Florida fund manager hits WCEP with fraud suit over SpaceX ‘0/0’ pitch

April 23, 2026

A fund manager claims a pre-IPO sponsor hid markups and a 17.5% carry behind a “0/0” SpaceX pitch.

A Florida fund manager says a pre-IPO SPV sponsor used a misleading “0/0” fee pitch to mask secret markups and a hidden 17.5% carry on SpaceX shares.

The lawsuit, Megacap Capital, LLC v. West Coast Equity Partners II, LLC, No. 0:26-cv-61179 (S.D. Fla.), lands at a sensitive moment for the private markets. With a SpaceX IPO reportedly planned for mid-June, advisors steering wealthy clients into late-stage pre-IPO deals are getting a fresh look at what can go wrong when a fund sponsor controls pricing, paperwork, and the cap table all at once.

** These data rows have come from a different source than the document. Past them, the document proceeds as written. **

PR #14238, opened 2025-07-15
refactor: provider-cloudformation and amplify-category-storage

ShadowCat567:
#### Description of changes

**Migrating:**
- amplify-category-storage
- amplify-util-import (completing migration)
- amplify-provider-awscloudformation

Megacap Capital, a Florida-based sponsor that runs two feeder funds for SpaceX and a pre-IPO technology company, says in the filing that it was pitched SpaceX shares in 2021 at “$580 0/0” — meaning $580 a share with no upfront fee and no management fee. According to the filing, that same promise was written into the offering memorandum and operating agreement, which stated the manager would receive no commissions or fees and that the management fee would be 0%. Megacap says it wired $375,260 for the SpaceX position and later wired roughly $4.2 million for the tech deal.

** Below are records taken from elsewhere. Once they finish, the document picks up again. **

PR #14271, opened 2025-10-06
refactor: amplify-category-notifications aws sdk v3 migration

dgandhi62:
* refactor: start notifications category migration

* refactor: migrate pinpoint-helper to sdk v3

* refactor: migrate channel handlers to sdk v3

* refactor: migrate auth-helper to sdk v3

* refactor: update test mocks for sdk v3

* refactor: migrate cli logout command to sdk v3

* refactor: migrate e2e-core pinpoint utils to sdk v3

* fix: update package dependencies

* fix: correct client import names

* fix: yarn lock updates

- [x] PR description included
- [ ] `yarn test` passes


packages/amplify-category-notifications/src/__tests__/channel-apns.test.ts
```diff
@@ -65,21 +65,11 @@ describe('channel-APNS', () => {
   const mockCertificateConfig = {};
 
   const mockPinpointClient = {
-    updateApnsChannel: jest.fn().mockReturnValue({
```
ShadowCat567, line 68: For all of these tests, see if you can use `'aws-sdk-client-mock'` like this test file does: https://github.com/aws-amplify/amplify-cli/blob/dev/packages/amplify-provider-awscloudformation/src/__tests__/amplify-service-manager.test.ts
Since just checking that send was called is not 1:1 with what the previous test was checking.

packages/amplify-category-notifications/src/pinpoint-helper.ts
```diff
@@ -476,24 +477,25 @@ const deleteApp = async (context: $TSContext, pinpointAppId: string): Promise<$T
...
-    });
-  });
+  try {
+    const data = await pinpointClient.send(new DeleteAppCommand(params));
+    spinner.succeed(`Successfully deleted Pinpoint project: ${data.ApplicationResponse?.Name || params.ApplicationId}`);
+    if (data.ApplicationResponse) {
+      return data.ApplicationResponse;
+    }
+    return { Id: params.ApplicationId };
+    // Removed region property assignment due to changes in sdk v3 ApplicationResponse interface
```
ShadowCat567: you don't need to add this in the actual code but can you link to what you are referring to as a response to this comment? I want to understand why the last else statement was dropped for this review

packages/amplify-cli/src/commands/logout.ts
ShadowCat567, line 1: why are changes to the `amplify-cli` package required for the Pinpoint changes?

ShadowCat567 (commented):
Left some suggestions for improvements and questions

packages/amplify-category-notifications/src/pinpoint-helper.ts
dgandhi62: The last 'else' statement was in the case of an error not being present. I am currently implementing the same functionality in the "try" block. Therefore, if there is no error, only the try block would implement. If an error exists, the catch handles the other two conditions. 

My comment referes to this line. I wasn't able to find matching region property in sdk3 - https://github.com/aws-amplify/amplify-cli/pull/14271/files#diff-6a4a421e3edb17c2b530c8caf0e61f97a41e99f622584ab91c0d3d236a76d982L492

ShadowCat567: ok, sounds good

packages/amplify-cli/src/commands/logout.ts
dgandhi62: It's not. I think I mis-understood one part of the flow. I was trying to understand how the cli dependencies work and this was one change I thought was needed for the errors to subside. I looked closer now and I don't see a connection, removing it for a separate pr.

ShadowCat567: these changes will be coming in one of my PRs

packages/amplify-category-notifications/src/__tests__/channel-apns.test.ts
```diff
@@ -14,6 +17,8 @@ jest.mock('../apns-cert-config');
 jest.mock('@aws-amplify/amplify-prompts');
 const prompterMock = prompter as jest.Mocked<typeof prompter>;
 
+const mockPinpointClient = mockClient(PinpointClient as any);
```
ShadowCat567: why are you casting to `any` here and in all the other places when working with commands? 
If you have a lot of lint failures, all of these any casts are probably why, it is generally discouraged to use `any` in typescript since it defeats the purpose of typescript, and you should not need to do all these casts to `any` since the types should be compatible. 
I am leaving this comment here, but take a look at the other test files and try to get rid of the `any` casts

packages/amplify-category-notifications/src/__tests__/channel-apns.test.ts
```diff
@@ -64,49 +69,22 @@ describe('channel-APNS', () => {
...
-    }),
-  };
-
   const mockContext: $TSContext = {
     exeInfo: {
       serviceMeta: {
         output: mockServiceOutput,
       },
-      pinpointClient: mockPinpointClient,
+      pinpointClient: mockPinpointClient as any,
```
ShadowCat567: you should be able to switch this to `mockPinpointClient as unknown as PinpointClient` so you do not have to cast this to `any` - same with the other test files

packages/amplify-category-notifications/src/__tests__/channel-fcm.test.ts
```diff
@@ -37,11 +42,11 @@ const getError = async <TError>(call: () => unknown): Promise<TError> => {
 };
 const channelName = 'FCM';
 
-const mockPinpointResponseData = (status: boolean, action: ChannelAction): IChannelAPIResponse => ({
+const mockPinpointResponseData = (status: boolean, action: ChannelAction, output: any): IChannelAPIResponse => ({
```
ShadowCat567, line 45: why is `output` getting added here as a parameter?

dgandhi62: All the tests call this function in which we are returning actual data - https://github.com/aws-amplify/amplify-cli/blob/a03b6bf80939b822f755c99fd2389b350002588a/packages/amplify-category-notifications/src/channel-fcm.ts#L69

This was causing an error since output was hardcoded as undefined before. For it to exist as a normal parameter, I would either need to redeclare it above or pass it as a parameter. Passing as a parameter felt safer than changing location of code

packages/amplify-category-notifications/src/__tests__/channel-fcm.test.ts
```diff
@@ -51,110 +56,97 @@ const mockPinpointResponseData = (status: boolean, action: ChannelAction): IChan
...
-    const errCert: AmplifyFault = await getError(async () => channelFCM.enable(context as unknown as $TSContext, 'successMessage'));
-    expect(context.exeInfo.pinpointClient.updateGcmChannel).toBeCalled();
+    const context = mockContext(mockServiceOutput);
+    const errCert: AmplifyFault = await getError(async () => channelFCM.enable(context, 'successMessage'));
+    expect(mockPinpointClient).toHaveReceivedCommand(UpdateGcmChannelCommand);
     expect(errCert?.downstreamException?.message).toContain(mockPinpointResponseErr.message);
   });
 
   test('disable', async () => {
-    const data = await channelFCM.disable(mockContextReject(mockServiceOutput, mockPinpointClient));
```
ShadowCat567, line 150: Is this an instance of the original test being weird? Since it seems like the point of this test is to mock a successful instance of disabling a notification channel, yet for some reason this was initially mocked using reject instead of resolve

packages/amplify-category-notifications/src/pinpoint-helper.ts
```diff
@@ -476,24 +477,28 @@ const deleteApp = async (context: $TSContext, pinpointAppId: string): Promise<$T
...
+  try {
+    const data = await pinpointClient.send(new DeleteAppCommand(params));
+    spinner.succeed(`Successfully deleted Pinpoint project: ${data.ApplicationResponse?.Name || params.ApplicationId}`);
+    if (data.ApplicationResponse) {
+      return {
+        ...data.ApplicationResponse,
+        Region: pinpointClient.config.region as any,
+      };
+    }
+    return { Id: params.ApplicationId };
```
ShadowCat567, line 489: why was this if statement with `data.ApplicationResponse` added?

scripts/split-e2e-tests-codebuild.ts
```diff
@@ -36,6 +40,7 @@ const RUN_SOLO = [
   'src/__tests__/import_s3_2b.test.ts',
   'src/__tests__/import_s3_2c.test.ts',
   'src/__tests__/import_s3_3.test.ts',
+  'src/__tests__/notifications-analytics-compatibility-in-app-2.test.ts',
```
ShadowCat567: why have all of these tests been added to run solo? Also if you are going to alter this file, you should run `yarn split-e2e-tests-codebuild` so the changes are reflected in Codebuild

packages/amplify-category-notifications/src/__tests__/channel-fcm.test.ts
dgandhi62: So mockContextReject doesnt really reject anything. It just creates a context object for whatever you pass into it. The intended idea for its usage in general was to pass a failure client into it. I think the previous naming was weird

packages/amplify-category-notifications/src/pinpoint-helper.ts
dgandhi62: ApplicationResponse can hold undefined. Previously, we were not checking this and this could throw errors in runtime (which I suspect was one of the errors I was facing). To prevent errors being thrown, I added a check. 

https://github.com/aws/aws-sdk-js-v3/blob/eb2bf70de8531f4e0337ea38fc8b63569c9335c3/clients/client-pinpoint/src/models/models_0.ts#L6236

scripts/split-e2e-tests-codebuild.ts
dgandhi62: I added them to help mitigate the "worker killed during runtime" issue. Essentially they were memory overloading when run in parallel so I tried running them individually

And interesting. I did not know this

ShadowCat567 (approved):
Looks good, nice job!
Remember to run PR testing on this

ShadowCat567 (approved):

The pitch, Megacap alleges, was not what it seemed. The filing claims WCEP’s true acquisition cost for the SpaceX exposure was closer to $419.99 per share and that the difference was kept as an undisclosed markup. Megacap also says WCEP’s own lawyer later stated in writing that the underlying SpaceX interests carried a 17.5% carry — something Megacap says flatly contradicts the “0/0” pitch.

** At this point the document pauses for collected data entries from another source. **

PR #14272, opened 2025-10-06
refactor: uibuilder, function, cli, console-integ, env params

ShadowCat567:
#### Checklist

- [ ] PR description included
- [ ] `yarn test` passes


packages/amplify-util-uibuilder/src/__tests__/syncAmplifyUiComponents.test.ts
```diff
@@ -158,29 +179,10 @@ describe('should sync amplify ui builder components', () => {
               style: {},
             },
           ],
-        })),
-      })),
-      exportViews: jest.fn(() => ({
```
ShadowCat567, line 163: `ExportViews` seems to only have existed in tests. There is no `ExportViewsCommand` in aws sdk v3, we should not be losing any code functionality by dropping this.

iliapolo: > There is no ExportViewsCommand in aws sdk v3

A little suspicious - my guess is it never existed in v2 as well, and we just mistakenly added it here to a test mock. Can you double check?

ShadowCat567: yep, according to the AWS SDK v2 API reference `exportViews` never existed: https://docs.aws.amazon.com/AWSJavaScriptSDK/latest/AWS/AmplifyUIBuilder.html
Not sure why it was added here to begin with

PR #14280, opened 2025-10-10
fix: update throttling retry

ShadowCat567:
#### Description of changes

AWS SDK V3 no longer has `retryable` as a property on the errors that are thrown when throttling happens. This lead to the custom retry configuration we had set up in `describeStacks` not properly activating, which caused an increase in throttling errors with customers who had large/complicated applications.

The tech deal, the filing says, looked worse on close inspection. Megacap alleges it obtained documents from the broker-dealer that executed the forward contract showing the actual price paid was $25 a share, not the $40 Megacap says it was quoted, and that a $722,055 fee was charged on numbers WCEP’s lawyer has since acknowledged were inaccurate.

Then there is the structural twist. Megacap says it signed subscription papers for single-asset SPVs but its K-1s showed it had been placed into a multi-asset master vehicle holding positions from other deals entirely — without notice or consent. Only that master vehicle, the filing says, had a Form D on file. Megacap also alleges the master fund may have exceeded the 100-investor cap under the 3(c)(1) exemption, raising unregistered investment company concerns, and that WCEP effectively acted as an unregistered broker-dealer by earning transaction-based pay through markups.

The filing ties the alleged conduct to the SEC’s pending enforcement action against GlobalX and its principal Laren Pisciotti, which Megacap says involves a near-identical “no upfront fees” pitch paired with secret markups. GlobalX’s N-22 vehicle is alleged to have served as the intermediary on Megacap’s tech deal.

Claims include federal securities fraud under Section 10(b) and Rule 10b-5, control person liability under Section 20(a), fraudulent inducement, fraudulent concealment, negligent misrepresentation, violations of Florida’s deceptive trade practices statute, unjust enrichment, and declaratory relief.

The allegations have not been tested in court. No responsive pleading has been filed, and no court has ruled on the claims. The defendants could not immediately be reached for comment.